Freshmen Prince Ali, Aaron Holiday bring needed jolt to UCLA backcourt
Last season, after a middling Pac-12 Conference performance, the UCLA basketball team sneaked into the NCAA tournament and made a run to a regional semifinal for a second consecutive season.
The Bruins did it with a critically thin roster, especially in the backcourt, that left little room for injuries or growing pains.
Now, they hope they’ve solved their depth problems with a Prince and a legacy — incoming guards Prince Ali and Aaron Holiday, the brother of former Bruin Jrue Holiday.
Full practices won’t start for another month, but the backcourt pair has impressed Coach Steve Alford during preseason workouts.
“Prince and Aaron are, I think, way ahead of it physically, more physically ready to play college basketball than most guards are,” Alford said. “Those are two physical guards.”
UCLA’s basketball newcomers spoke with the media for the first time on Monday. In addition to the guards, the Bruins added forwards Alex Olesinksi, a freshman, and Ikenna Okwarabizie, a sophomore junior college transfer.
But it is the new backcourt members who will be most crucial.
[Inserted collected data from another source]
PR #154, opened 2025-10-15
backend: implement POST /api/auth/register/ for startup and investor

Tonnnya:
backend: implement POST /api/auth/register/ for startup and investor accounts

- Add registration endpoint with role-specific fields (startup/investor)
- Create inactive users with email verification
- Generate and send verification emails with tokens
- Implement anti-enumeration policy (always return 201)
- Add server-side password validation
- Create StartupProfile/InvestorProfile based on role
- Add email verification endpoint
- Add comprehensive unit tests (11 tests covering happy path, validation, duplicates)


backend/apps/authentication/models.py
```diff
@@ -0,0 +1,79 @@
...
+    created_at = models.DateTimeField(auto_now_add=True)
+    updated_at = models.DateTimeField(auto_now=True)
+
+    class Meta:
+        verbose_name = "Startup Profile"
+        verbose_name_plural = "Startup Profiles"
+
+    def __str__(self):
+        return f"{self.company_name} ({self.user.email})"
+
```
VovaD199: If apps.startups has its own StartupProfile model, this may cause a naming conflict - check to make sure there are no duplicates.
(Your previous files from apps/startups/models.py and apps/authentication/models.py contain two different StartupProfiles - you need to merge or rename one of them.)

backend/apps/authentication/serializers.py
```diff
@@ -0,0 +1,64 @@
+from rest_framework import serializers
+from django.contrib.auth.password_validation import validate_password
+from .models import User, StartupProfile, InvestorProfile
+
+
+class RegistrationSerializer(serializers.Serializer):
+    email = serializers.EmailField(required=True)
+    password = serializers.CharField(required=True, write_only=True, validators=[validate_password])
+    role = serializers.ChoiceField(choices=['startup', 'investor'], required=True)
```
VovaD199: ChoiceField(choices=['startup', 'investor']) is not a valid form — choices must be a list of tuples.

    ROLE_CHOICES = [
        ('startup', 'Startup'),
        ('investor', 'Investor'),
    ]
    
    role = serializers.ChoiceField(choices=ROLE_CHOICES, required=True)

backend/apps/authentication/serializers.py
```diff
@@ -0,0 +1,64 @@
...
+                raise serializers.ValidationError({
+                    'company_name': 'This field is required for startups'
+                })
+
+
+        if role == 'investor':
+            if not data.get('investment_range_min'):
+                raise serializers.ValidationError({'investment_range_min': 'This field is required for investors'})
+        return data
+
```
VovaD199, line 54: can make the code cleaner

    if role == 'startup' and not data.get('company_name'):
        raise serializers.ValidationError({'company_name': 'Required for startups'})
    elif role == 'investor' and not data.get('investment_range_min'):
        raise serializers.ValidationError({'investment_range_min': 'Required for investors'})

backend/apps/authentication/serializers.py
```diff
@@ -0,0 +1,64 @@
...
+        password = validated_data['password']
+        role = validated_data['role']
+
+        user = User.objects.create_user(
+            email=email,
+            password=password,
+            is_active=False,
+            username=email
+        )
+
```
VovaD199, line 80: It is worth adding validation to the duplicate email:

    if User.objects.filter(email=email).exists():
        raise serializers.ValidationError({'email': 'This email is already registered.'})

backend/apps/authentication/views.py
```diff
@@ -0,0 +1,46 @@
...
+
+        user = serializer.save()
+
+        token = default_token_generator.make_token(user)
+        uid = urlsafe_base64_encode(force_bytes(user.pk))
+
+        verification_link = f'https://mail.google.com/api/auth/verify/{uid}/{token}/'
+        send_mail(
+            subject='Verify your email',
+            message=f'Please, verify your email by clicking: {verification_link}'),
```
VovaD199: message=f'Please, verify your email by clicking: {verification_link}'),

There are incorrect parentheses and commas here.

VovaD199 (changes requested):
For clarity and auto-generation of Swagger/DRF Docs, please add short docstrings.

backend/apps/authentication/views.py
```diff
@@ -0,0 +1,46 @@
...
+            return Response({
+                'detail': 'Verification email sent.'
+            }, status=status.HTTP_200_OK)
+
+        user = serializer.save()
+
+        token = default_token_generator.make_token(user)
+        uid = urlsafe_base64_encode(force_bytes(user.pk))
+
+        verification_link = f'https://mail.google.com/api/auth/verify/{uid}/{token}/'
```
butuz0: I believe that the verification link should point to frontend or backend domain, where the user will actually confirm their email.
verification_link = f'{settings.FRONTEND_URL}/verify-email/{uid}/{token}/'

backend/apps/authentication/models.py
```diff
@@ -0,0 +1,79 @@
...
+        verbose_name = "User"
+        verbose_name_plural = "Users"
+
+    def __str__(self):
+        return self.email
+
+    def save(self, *args, **kwargs):
+        if not self.username:
+            self.username = self.email
+        super().save(*args, **kwargs)
```
butuz0: User model has already been created in PR #141. You can refer to it using the following method:
from django contrib auth import get_user_model

backend/backend/settings.py
```diff
@@ -143,4 +142,14 @@
...
+
+EMAIL_BACKEND = os.environ.get('EMAIL_BACKEND', 'django.core.mail.backends.console.EmailBackend')
+EMAIL_HOST = os.environ.get('EMAIL_HOST', 'smtp.sendgrid.net')
+EMAIL_PORT = int(os.environ.get('EMAIL_PORT', 587))
+EMAIL_USE_TLS = os.environ.get('EMAIL_USE_TLS', 'True').lower() == 'true'
+EMAIL_HOST_USER = os.environ.get('EMAIL_HOST_USER', '')
+EMAIL_HOST_PASSWORD = os.environ.get('EMAIL_HOST_PASSWORD', '')
+DEFAULT_FROM_EMAIL = os.environ.get('DEFAULT_FROM_EMAIL', 'noreply@siskidomain.com')
+
+AUTH_USER_MODEL = 'authentication.User'
```
butuz0: AUTH_USER_MODEL has been set to 'users.User' in PR #141.

backend/apps/authentication/models.py
```diff
@@ -0,0 +1,79 @@
+from django.contrib.auth.models import AbstractUser
+from django.db import models
+
+
+class User(AbstractUser):
+    email = models.EmailField(unique=True, verbose_name="Email address")
+    is_verified = models.BooleanField(default=False, verbose_name="Email verified")
```
butuz0: Instead of adding a separate is_verified field, we could use existing is_active flag for email verification purposes to keep the model simpler.
It already represents whether a user account is active or not, so you can keep new users inactive until they verify their email.

backend/apps/authentication/serializers.py
butuz0, line 1: It might be cleaner to have separate, independent serializers like UserSerializer for creating the user itself and separate serializers for StartupProfile and InvestorProfile. 
This way each one focuses only on its own model and fields, and can be reused beyond registration. 
You could create the user using UserSerializer, and depending on the role invoke the appropriate profile serializer.

butuz0 (changes requested):

backend/apps/authentication/models.py
Tonnnya: Done

backend/apps/authentication/serializers.py
Tonnnya: Done

backend/apps/authentication/serializers.py
Tonnnya: Done

backend/apps/authentication/serializers.py
Tonnnya: Done

backend/apps/authentication/views.py
Tonnnya: Fixed

backend/apps/authentication/views.py
Tonnnya: Done

backend/apps/authentication/views.py
```diff
@@ -0,0 +1,99 @@
...
+        Returns:
+            201: User created, verification email sent
+            400: Validation errors
+        """
+
+        serializer = RegistrationSerializer(data=request.data)
+
+        if not serializer.is_valid():
+            return Response(serializer.errors, status=status.HTTP_400_BAD_REQUEST)
+
```
VovaD199, line 50: Although it is declared in the docstring, the code does not check for an existing email before calling serializer.save().
    
    email = request.data.get('email')
    existing_user = User.objects.filter(email=email).first()
    if existing_user:
        # just return 201 without creating a new user
        return Response({
            'detail': 'Verification email sent.'
        }, status=status.HTTP_201_CREATED)


This will align the logic with the test_duplicate_email_anti_enumeration test.

backend/apps/authentication/views.py
```diff
@@ -0,0 +1,99 @@
...
+        Returns:
+            200: Email verified successfully
+            400: Invalid or expired token
+        """
+        try:
+            user_id = urlsafe_base64_decode(uid).decode()
+            user = User.objects.get(pk=user_id)
+
+            if default_token_generator.check_token(user, token):
+                user.is_active = True
```
VovaD199, line 105: It is necessary to add:

    user.is_verified = True

backend/apps/authentication/views.py
```diff
@@ -0,0 +1,99 @@
...
+from django.utils.http import urlsafe_base64_encode, urlsafe_base64_decode
+from django.utils.encoding import force_bytes
+
+from django.contrib.auth import get_user_model
+from django.conf import settings
+
+from .serializers import RegistrationSerializer
+from apps.startups.models import StartupProfile
+from apps.investors.models import InvestorProfile
+
```
VovaD199, line 13: Check if these imports are used in this code.
These are probably leftovers from a previous version - they can be removed to avoid confusion.

    from apps.startups.models import StartupProfile
    from apps.investors.models import InvestorProfile

backend/apps/authentication/views.py
```diff
@@ -0,0 +1,99 @@
...
+        verification_link = f'{settings.FRONTEND_URL}/verify/{uid}/{token}/'
+
+        send_mail(
+            subject='Verify your email',
+            message=f'Please, verify your email by clicking: {verification_link}',
+            from_email=settings.DEFAULT_FROM_EMAIL,
+            recipient_list=[user.email],
+            fail_silently=False,
+        )
+
```
VovaD199, line 71: If SMTP is not configured or the server is temporarily unavailable, the API will throw an SMTPException.
This will break the registration process.
It is better to wrap the call:
    
    try:
        send_mail(...)
    except Exception as e:
        # логувати, але не розкривати внутрішню помилку клієнту
        logger.error(f"Email sending failed: {e}")

docker-compose.yml
```diff
@@ -10,6 +10,17 @@ services:
...
+      # Email settings for MailHog
+      - EMAIL_BACKEND=django.core.mail.backends.smtp.EmailBackend
+      - EMAIL_HOST=mailhog
+      - EMAIL_PORT=1025
+      - EMAIL_USE_TLS=False
+      - EMAIL_HOST_USER=
+      - EMAIL_HOST_PASSWORD=
+      - DEFAULT_FROM_EMAIL=noreply@siskidomain.com
+      - FRONTEND_URL=http://localhost:3000
+
```
VovaD199, line 38: EMAIL_BACKEND = os.getenv("EMAIL_BACKEND", "django.core.mail.backends.console.EmailBackend")
    EMAIL_HOST = os.getenv("EMAIL_HOST", "localhost")
    EMAIL_PORT = int(os.getenv("EMAIL_PORT", 1025))
    EMAIL_USE_TLS = os.getenv("EMAIL_USE_TLS", "False") == "True"
    EMAIL_HOST_USER = os.getenv("EMAIL_HOST_USER", "")
    EMAIL_HOST_PASSWORD = os.getenv("EMAIL_HOST_PASSWORD", "")
    DEFAULT_FROM_EMAIL = os.getenv("DEFAULT_FROM_EMAIL", "noreply@example.com")
    FRONTEND_URL = os.getenv("FRONTEND_URL", "http://localhost:3000")

VovaD199 (changes requested):

backend/apps/authentication/views.py
Tonnnya: Looking at our current User model, I only see the standard `is_active` field inherited from `AbstractUser`. There's no separate `is_verified` field at the moment. 
@butuz0 also commented on this and wrote that we don't need the 'is_verified'

backend/apps/authentication/views.py
```diff
@@ -0,0 +1,99 @@
...
+    def get(self, request, uid, token):
+        """
+        Verify user's email address.
+        Returns:
+            200: Email verified successfully
+            400: Invalid or expired token
+        """
+        try:
+            user_id = urlsafe_base64_decode(uid).decode()
+            user = User.objects.get(pk=user_id)
```
kesshich, line 97: Email verification token should be single-use (according to task #73), so consider adding check if user is already verified.

```
    if user.is_active:
        return Response({'detail': 'Account already verified.'}, status=status.HTTP_400_BAD_REQUEST)
```

docker-compose.yml
Tonnnya: Currently, I'm using `os.environ.get()` in settings.py,  which is functionally equivalent to `os.getenv()`.
Should I change it?

docker-compose.yml
```diff
@@ -10,6 +10,17 @@ services:
...
     env_file:
       - ./backend/.env
+    environment:
+      # Email settings for MailHog
+      - EMAIL_BACKEND=django.core.mail.backends.smtp.EmailBackend
+      - EMAIL_HOST=mailhog
+      - EMAIL_PORT=1025
+      - EMAIL_USE_TLS=False
+      - EMAIL_HOST_USER=
+      - EMAIL_HOST_PASSWORD=
```
VovaD199, line 35: But I have a question, where will the User and Password values ​​come from?

VovaD199 (approved):

butuz0 (approved):

kesshich (approved):

docker-compose.yml
Tonnnya: @VovaD199 
For MailHog (local development), these fields should remain empty - no credentials required! 
For production (Gmail, SendGrid), we need to add real credentials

Ali, who attended the same high school in Florida as UCLA sophomore forward Gyorgy Goloman, is a 6-foot-3 scorer who was ranked No. 30 overall in his class by Rivals.com. Holiday, No. 60 overall, attended North Hollywood Campbell Hall High. At 6-1, Holiday offers Alford the most natural point guard he has had at UCLA as he heads into his third season.
Bryce Alford, the coach’s son, is expected to be the starter at point guard, Steve Alford said, but Isaac Hamilton and Holiday should also see time at the position.
“My role is to be a facilitator and score when I need to,” Holiday said.
Bryce Alford is most productive in catch-and-shoot opportunities, but he rarely operated without the ball last season. With Holiday as an additional point-guard option, Alford should be free to try to score more.
“That’s what we’re hoping,” Steve Alford said. “I think what we’ve seen in the summer has given us an awful lot of confidence that that can happen.”
Last season, UCLA was hindered by a lack of guard depth. UCLA had one reserve in the backcourt, Noah Allen, who contributed only marginally on offense. The three starting guards averaged 33.9 minutes per game.
Alford and Hamilton endured long uneven stretches around the start of conference play, but Steve Alford had no choice but to keep them on the floor.
This season, the Bruins will be five deep at guard — and that’s not counting Jonah Bolden, who can play guard or forward.
UCLA’s roster is the deepest it has been during his tenure, Alford said.
Ali impressed evaluators with his athleticism in high school. He has played mostly point guard, but he said he could play any of the three guard positions. “I’ll be very versatile,” he said.
In the frontcourt, where UCLA already had forwards Goloman, Tony Parker and Bolden, along with center Thomas Welsh, newcomers will have more time to develop.
Okwarabizie has been hampered by shoulder tendinitis in preseason workouts. Olesinksi said adapting to the next level was “actually a big adjustment for me.”